Klinge Corporation to Provide Specialised Refrigeration Systems for Oregon State University
Klinge Corporation, the specialist manufacturer of transport and storage refrigeration equipment, has won a new contract to store polar ice cores.
The company based in York, Pennsylvania, will provide a 40ft ISO refrigerated container system to Oregon State University. Klinge Corporation will deliver a primary and back-up nose mounted style refrigeration unit model NMR-262 and generator set model NMG-115.
The 40ft refrigerated container system will be used for the storage of ice core samples, which contain an abundance of climate information that can extend back hundreds of thousands of years. Such valuable cargo requires numerous fail-safes to ensure the required cooling.

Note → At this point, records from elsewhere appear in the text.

PR #5893, opened 2023-07-28
Update CI config

taiki-e:
- Remove duplicate target from cross-test
- Remove needless --test-threads=1 as RUST_TEST_THREADS=1 already specifies it
- Remove --cfg tokio_no_ipv6 as setup-cross-toolchain-action supports it
- Automatically cancel all outdated workflows on PR (currently this is only set for ci.yml)
- Remove --cfg tokio_no_atomic_u64 as tests/builds with --target target-specs/i686-unknown-linux-gnu.json handles these cases

### DIFF
--- a/.github/workflows/ci.yml
+++ b/.github/workflows/ci.yml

The Nose Mount Refrigeration Unit (NMR) Model 262 dual refrigeration unit is designed for extremely temperature sensitive and valuable cargo, offering primary and back-up temperature control systems to ensure complete and independent protection.

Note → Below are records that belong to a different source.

PR #5932, opened 2023-08-14
io: AsyncFd minor tweaks

folkertdev:
## Motivation

Fixing or documenting some things I found confusing

## Solution

- simplify the logic of `try_io` by only checking once whether the error is `WouldBlock`
- document why `AsyncFd` uses an `Option` around its `inner` field.
- remove some `.into()` calls (clearer this way, I think, but also reduced code bloat)


Darksonn (approved):
Thanks.

PR #5935, opened 2023-08-15
rt(alt): tweak some constants to improve scalability

carllerche:
This patch aims to reduce the number of threads that get no-op wakeups.

### DIFF
--- a/tokio/src/runtime/io/scheduled_io.rs
+++ b/tokio/src/runtime/io/scheduled_io.rs
@@ -17,6 +17,93 @@ use std::task::{Context, Poll, Waker};
 
 /// Stored in the I/O driver resource slab.
 #[derive(Debug)]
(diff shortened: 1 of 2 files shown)


tokio/src/runtime/io/scheduled_io.rs
```diff
@@ -17,6 +17,93 @@ use std::task::{Context, Poll, Waker};
 
 /// Stored in the I/O driver resource slab.
 #[derive(Debug)]
+// # This struct should be cache padded to avoid false sharing. The cache padding rules are copied
```
carllerche, line 20: Yes, I know it is time to factor this out into a CachePadded abstraction. I pinky promise I'll do it in a follow-up, but I don't want to mix up concerns in this PR.

Darksonn (approved):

The Nose Mount Generator Set (NMG) Model 115 provides an integral generator set for emergency power or when land power is not available.

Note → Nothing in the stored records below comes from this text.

PR #5947, opened 2023-08-25
sync: improve cancel-safety documentation for mpsc::Sender::send

sunshowers:
## Motivation

This specific issue (data loss because a send got cancelled) has bitten our team a couple of times over the last few months. We've switched to recommending this kind of reserve pattern instead.

## Solution

Update the documentation to make it clear that data loss can occur if a send is cancelled.

### DIFF
--- a/tokio/src/sync/mpsc/bounded.rs
+++ b/tokio/src/sync/mpsc/bounded.rs
@@ -439,7 +439,7 @@ impl<T> Sender<T> {
     ///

Klinge Corporation’s Sales Manager said, “Our Company’s experience in providing refrigeration systems for the transport and storage of ice cores, hazardous goods, and highly valuable cargo, has enabled us to provide the kind of specialised equipment needed by Oregon State University.”
Klinge’s special line of redundant container systems offers primary and back-up refrigeration units so that failure of one system would automatically start the other system.
The Klinge refrigerated containers will maintain cargo temperature of -25°C and will be operable in all weather conditions with an ambient temperature range of -25°C to +50°C.
As required by the customer, temperature monitoring and recording systems will provide a record of temperature over time, and current temperature readout. Additionally, user adjustable high temperature alarms (with audible alarm) will be capable of sending an electronic power failure alarm signal to the University alarm system.